This is the same variance signal principle from a different angle. GRPO works best where the reward function can clearly distinguish between good and bad outputs. When baseline performance is already high, the advantage variance shrinks and learning signal diminishes. When baseline performance is low but the reward is discriminative, the advantage variance is large and GRPO learns efficiently.

The emerging design principle

These papers converge on a single principle: GRPO's uniform compute allocation is the wrong abstraction. Learning signal in GRPO is driven by advantage variance, and advantage variance is not uniformly distributed across trajectories, timesteps, or training iterations.

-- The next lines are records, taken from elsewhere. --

PR #148, opened 2015-05-26
Transport Refactor

pbauman:
Apologies in advance for taking a play from @SylvainPlessis's playbook on the length of this PR. I can divide this up into 3 or 4 parts, but it gets worse before it gets better so I at least wanted the finished product to be seen.

This is not yet complete, but preliminary review can begin. The diffs are a little messy, so looking at the final file might help as well.

`PhysicalSet` is now gone. What has replaced it is handling the transport in 3 different container classes: `MixtureViscosity` (this was already there), `MixtureConductivity`, and `MixtureDiffusion`.  (These subclass `MixtureTransport` in order to contain some common code.) These classes contain the species models and provide the API used by `WilkeTransportEvaluator` for evaluating species-level properties. This is effectively what `PhysicalSet` was providing before, but I think this is easier to read and is (at this point) ~1500+ lines shorter. 

`MixtureDiffusion` is still a bit ugly because of the tagging, but some documentation should help. Note that in the history I'd first gone down the path of splitting it into `MixtureSpeciesDiffusion` (for `SpeciesDiffusionBase` models) and MixtureBinaryDiffusion (for `BinaryDiffusionBase` models), but this wasn't going to allow us to reduce the templating to only the species-level model in `WilkeTransportEvaluator`, so I abandoned that approach and decided to have `MixtureDiffusion` handle both types of models. Hence the tagging.

Additionally, for the viscosity and diffusion, I've setup CRTP base classes for the species models to enforce an API on the species evaluations. I can set this up for the conductivity as well, but I'd love some suggestions on the naming (right now there's "with diffusion" and "without diffusion").

At the `WilkeTransportEvaluator` level, we use traits classes to differentiate between calling the correct API depending on the model; currently it's only there for the diffusion, but conductivity is forthcoming. The idea is to hide these details from the user and let the template parameters handle the dispatch. Then, we guard against instantiating with incompatible types as much as possible; if we can't `static_assert`, then we runtime error.

Things still to be done in this PR: documentation pass, restoring compatibility with `WilkeEvaluator`, conductivity traits (for better managing/guarding WilkeTransportEvaluator), and removing `Conditions` template parameters in `WilkeTransportEvaluator`.

[...]

PR #149, opened 2015-06-10
Factor out some implementations

pbauman:
Thus, Antioch will no longer be header only. This is primarily to facilitate a PIMPL idiom for the `GSLSpliner` (forthcoming), but I'm hoping this will have the nice side effect of allowing us to have Travis test with VexCL enabled again since we moved several thousand lines of code into .C files that otherwise won't be compiled in tests (only linked in).

Following this PR, users will need to start linking against `libantioch.so` (or `libantioch.a` or `libantioch.la` as the case may be) thus breaking backward compatibility.

I should note that the last commit (62795c1) is a monster --- it didn't occur to me until after I squashed all the commits together that I could've just left all the `#include`'s alone in the headers and factored out the implementations one at a time and then gone back and fixed the headers in one, smaller commit. If desired, I can go back and do it correctly... Otherwise, history is `make check` clean.

This is built off of #148 so once that's merged I'll rebase here.


pbauman:
I don't know why the commits are in the order they are showing here. I have the correct order in my local `git log`...

pbauman:
@roystgnr I ran this with VexCL and confirmed I didn't hose that. Anything else you think I should run this through before merging? We're effectively breaking backward compatibility here since we'll require linking to `libantioch`.

roystgnr:
Compatibility breakage in the linker arguments doesn't bother me much.  :+1:

ddemidov:
I am trying to look if travis is able to handle vexcl tests now: https://travis-ci.org/ddemidov/antioch/builds/67555027

pbauman:
Thanks @ddemidov Looks like your test never even make it to `make check`... but it also didn't indicate why if failed. Just said job cancelled.

ddemidov:
I amended the commit and cancelled the job. I hope I did everything right this time: https://travis-ci.org/ddemidov/antioch/jobs/67556457

ddemidov:
Looks like there is still not enough memory :(

pbauman:
:( Thanks for taking a look though!

ddemidov:
Is it possible to disable specific tests based on environment variables (There is [TRAVIS=true](http://docs.travis-ci.com/user/environment-variables/#Default-Environment-Variables) for example)?

pbauman:
Hmmm, that's a good suggestion. I'm going to open a new ticket to post some ideas for discussion. In the mean time, I'll go ahead and merge this.

PR #150, opened 2015-06-10
Fix for ConstantLewisDiffusivity

pbauman:
Found this during the documentation pass in #148. This is just embarrassing. Fail.

If your Lewis number not equal to 1, then this affects you. We'll have to update all the GRINS/Antioch regression tests.


pbauman:
Forgot to mention, built this off of #149, so will rebase once that one is merged.

pbauman:
Rebased

PR #151, opened 2015-06-10
Use PIMPL idiom to wrap GSLSpliner

pbauman:
Built on #149, so will rebase this if/when that's merged.

The thing that makes this a little gross are the templated member functions in `GSLSpliner`. I had to make a `GSLSplinerShim` class to wrap up the `GSLSplinerImplementation` to actually hide it from the user. Otherwise, GRINS can now compile Antioch (with the 3 lines to link with `libantioch.la`) with GSL enabled in Antioch, without having to check for GSL itself.

Barring bug fixes, release cleanup, etc., I think this finishes off 0.3.0.


pbauman:
Rebased.

@roystgnr would you mind taking a look to make sure this isn't too offensive or there aren't better ways to do this?

roystgnr:
Skimmed the code, still don't understand: why do you need the separate shim?

pbauman:
For things like [this](https://github.com/pbauman/antioch/blob/gsl-pimpl/src/utilities/include/antioch/gsl_spliner.h#L79) function. It's templated on `StateType` which means it has to be inlined (since `StateType` could be an expression). Since it's inlined, then we can't just forward declare the implementation object --- the compiler will want the definition. So then we'd still be including the raw GSL headers. So the shim's definition gets included, but then we can forward declare the actual implementation within the shim and hide the raw GSL.

I tried to explain this in the [documentation](https://github.com/pbauman/antioch/blob/gsl-pimpl/src/utilities/include/antioch/gsl_spliner_shim.h#L43) --- please let me know how I could make it clearer.

pbauman:
Tests with VexCL passing.

roystgnr:
The definition of that function doesn't actually require the definition of the shim, though.  You're passing a reference to GSLShim, which can be done with a forward declaration.

Ah... but you've got other GSLSpliner methods like spline_init which do call GSLSplinerShim methods, which requires a definition of GSLSplinerShim, which means you can't store gsl data structures inside directly, which is why you have three layers and not just two.

On the gripping hand, you *don't* store gsl data structures inside GSLSplinerImplementation, you store pointers to them.  Couldn't you just forward declare gsl_interp_accel and gsl_spline?

pbauman:
> Couldn't you just forward declare gsl_interp_accel and gsl_spline?

Hmm. I thought I'd tried the forward declaration game with GSL before and it wasn't working. I'll try again and if it works, drop the shim.

pbauman:
OK, now I remember. [This](http://stackoverflow.com/questions/7256436/forward-declarations-of-unnamed-struct) has a good explanation.

TL;DR: You can't forward declare an anonymous struct. Here's what's in `gsl_spline.h` for example

```
typedef struct {
  gsl_interp * interp;
  double  * x;
  double  * y;
  size_t  size;
} gsl_spline;
```

Also tried the dirty trick in that linked thread (subclassing the struct), but that's not going to fly because `gsl_spline_alloc` returns a pointer that can't know about our type.

Did I miss something? Any other ideas?

roystgnr:
Sorry about the delay; no other ideas, I'm afraid.  Three layers it is.

roystgnr:
:+1:

PR #158, opened 2015-08-06
Assert that the curve fit requested is not NULL

roystgnr:
This should be slightly more helpful than the segfault that
@beanSnippet found in that case.


pbauman:
Thanks! Feel free to merge when Travis is happy.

PCM shows that per-phase gradient variance in VLA trajectories is concentrated in specific chunks. Flash-GRPO shows that timestep difficulty confounds advantage computation in video diffusion. AdaScope shows that denoising stages differ in how much they benefit from RL. E²PO shows that intra-group variance collapses as training progresses. Group Revision shows that hard cases with zero rewards need structured exploration rather than more sampling. The MT results show that discriminability of the reward function determines where GRPO is effective.

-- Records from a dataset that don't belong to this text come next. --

Issue #163, opened 2015-08-21
forward and reverse orders


beanSnippet:
I have a chemkin reaction input file with one reaction to test forward and reverse orders. Right now, including the final two lines (or any variation with different orders) makes no difference in the output. Are these currently recognized by Antioch?
```
!
! ONE-RXN TEST MODEL
!
ELEMENTS
H O
END
SPECIES
H2 O2 H2O
END
REACTIONS
2H2 + O2 <=> 2H2O        3.0e13    0.0e-16    0.0e-16
FORD/H2 2.0/O2 1.0/
RORD/H2O 1.0/
END
```

pbauman:
Related to #153? Comments @SylvainPlessis

beanSnippet:
Not sure if this helps, but right now reverse rates look good. It's just
that I try to change the order of forward or backward reactions and nothing
changes.

variscarey:
I don't think the Chemkin parser checks for FORD or RORD in the file
currently(and thus nothing happens).   This didn't come up in testing as
only one of the chemkin inputs we received from the EXACT people had FORD
(and didn't have RORD at all).  There are probably some other gaps in
parsing coverage for some of the more esoteric Chemkin options.


Varis




On Fri, Aug 21, 2015 at 4:15 PM, Rebecca Morrison <notifications@github.com>
wrote:

> Not sure if this helps, but right now reverse rates look good. It's just
> that I try to change the order of forward or backward reactions and nothing
> changes.
>
>
>
> On Friday, August 21, 2015, Paul T. Bauman <notifications@github.com>
> wrote:
>
> > Related to #153 <https://github.com/libantioch/antioch/issues/153>?
> > Comments @SylvainPlessis <https://github.com/SylvainPlessis>
> >
> > —
> > Reply to this email directly or view it on GitHub
> > <https://github.com/libantioch/antioch/issues/163#issuecomment-133572578
> >.
>
> >
>
> —
> Reply to this email directly or view it on GitHub
> <https://github.com/libantioch/antioch/issues/163#issuecomment-133578016>.
>



-- 
Varis Carey
Assistant Professor
Department of Mathematical and Statistical Sciences
University of Colorado Denver

beanSnippet:
I see. What about in xml?

pbauman:
Thanks @variscarey.

[...]

PR #164, opened 2015-08-24
Add CPPUnit Testing Framework

pbauman:
I've changed my mind about CPPUnit and am very much desiring the ease-of-adding new tests to the testing suite, especially in light of #163 etc. where we'll need to add more coverage.

I'd like to eventually migrate all unit tests (and regression tests?) to this framework. For now, I'm just trying to lay the groundwork to make adding new tests easy.

This is not complete yet for this PR, but the structure is there (using just the Arrhenius rate test) so that we can have a discussion about the setup.

My thinking was as follows:
* There are "standard" tests that don't require any external dependencies (modulo CPPUnit...). There's a program `standard_unit_tests` that will run all these.
* Each of the external dependencies (e.g. Eigen, VexCL, etc.) will have their own program to run. Currently, this PR has the `eigen_unit_tests`.

I've tried to style the tests to be as reusable as I can, but I'm sure there are parts I could do better. E.g. in the Eigen tests, I reuse the `ArrheniusRateVectorTestBase` class. So it's header only and then we just compile the sources needed for each in their own directory, e.g. `standard_unit/arrhenius_rate_valarray_test.C` and `eigen_unit/arrhenius_rate_eigen_test.C`.

The main reason I went this route is that it makes it clear what tests we're skipping and what we're not. This is as opposed to ifdef'ing out the tests and only have one-cppunit-program-to-rule-them-all. Thoughts on this setup?

If folks are OK with this setup, I'll drop the `MetaPhysicL`, `VexCL`, and `GSL` ones in and consider this PR complete for laying the ground work. Then we can migrate the existing tests in our spare time and add new ones to the CPPUnit framework.


pbauman:
Discussion related to separating tests for dependencies happened offline with @roystgnr concluding
> Yeah, that's a fine idea.

So I will proceed with this.

test/standard_unit/arrhenius_rate_vector_test_base.h
```diff
@@ -0,0 +1,123 @@
...
+#include "antioch/physical_constants.h"
+#include "antioch/units.h"
+
+// Base class
+#include "arrhenius_rate_test_helper.h"
+#include "reaction_rate_vector_test_base.h"
+
+template<typename PairScalars>
+class ArrheniusRateVectorTestBase : public ArrheniusRateTestHelper</*Scalar*/typename Antioch::value_type<PairScalars>::type>,
+                                    public ReactionRateVectorBaseTest<Antioch::ArrheniusRate</*Scalar*/typename Antioch::value_type<PairScalars>::type>,PairScalars>
```
dmcdougall: Do you have a class naming inconsistency?  `*TestBase` versus `*BaseTest`.

test/standard_unit/arrhenius_rate_vector_test_base.h
```diff
@@ -0,0 +1,123 @@
...
+// Antioch
+#include "antioch/physical_constants.h"
+#include "antioch/units.h"
+
+// Base class
+#include "arrhenius_rate_test_helper.h"
+#include "reaction_rate_vector_test_base.h"
+
+template<typename PairScalars>
+class ArrheniusRateVectorTestBase : public ArrheniusRateTestHelper</*Scalar*/typename Antioch::value_type<PairScalars>::type>,
```
dmcdougall: It's not clear that `ArreniusRateTestHelper` is actually needed.  Is there a reason against putting all the members of `ArrheniusRateTestHelper` in `ArrheniusRateVectorTestBase`?

dmcdougall:
Can we enable doxygen for the test classes?  It'd be easier to see the class hierarchy that way.

test/standard_unit/arrhenius_rate_vector_test_base.h
pbauman: I reuse `ArreniusRateTestHelper` in defining the non-vector tests [here](https://github.com/pbauman/antioch/blob/cpp-unit/test/standard_unit/arrhenius_rate_test.C#L44). So I think I'll leave it as is.

pbauman:
All the optional library CppUnit structure is there now. In the last two commits, I turned on all the optional libraries when Doxygen gets built and then put all the testing in a separate namespace (`AntiochTesting`). I was hoping the latter might help organize the documentation better, but it didn't help all that much, IMHO. 

Thoughts on that? I was thinking maybe an alternative would be to opt-in at configure time to have the testing documentation built and by default it's not.

Regardless I've addressed the other comments (thanks @dmcdougall) and the testing infrastructure is there so this is ready to go barring comments on the documentation (and anything else that comes up if @roystgnr takes a look).

dmcdougall:
> I turned on all the optional libraries when Doxygen gets built and then put all the testing in a separate namespace (AntiochTesting). I was hoping the latter might help organize the documentation better, but it didn't help all that much, IMHO.

There's a 'namespace' list that Doxygen generates so you can look at just the classes in that namespace.

dmcdougall:
Looks good to me.  Good work @pbauman.

PR #168, opened 2015-09-05
Setup Default Filenames for Install Tree

pbauman:
Before this PR, `DefaultFilename` always pointed toward the source tree of Antioch for the default data files, with nothing able to point to the install tree. This is fine if you always have the source tree lying around, but this is a restrictive assumption. Here, we rename `DefaultFilename` to `DefaultSourceFilename` (with a typedef for `DefaultFilename` for backward compatibility) and add `DefaultInstallFilename`.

The practical takeaway for anyone running GRPO in production: profile where your compute goes, measure where your learning signal lives, and allocate accordingly. If your gradient compute dominates wall-clock time (and it probably does), masking low-signal chunks or timesteps can give you 2-5x speedups with no performance loss. If your intra-group variance is collapsing, you need active exploration mechanisms, not larger groups. If your reward is sparse, revision-based approaches can extract signal from failures.

The next generation of GRPO variants will likely combine these insights. Selective backpropagation through high-variance phases, adaptive timestep scheduling, embedding-level perturbation for sustained exploration, and revision-based reward shaping are all compatible modifications. The question is not whether these changes improve GRPO. The papers demonstrate that they do. The question is how to compose them correctly and what the theoretical bounds are on the speedup-accuracy tradeoff.

Standard GRPO is a reasonable starting point. But if you're training 14B models for hundreds of GPU days and backpropagating through every chunk and every timestep, you're paying for compute that produces no learning. The data is clear on this.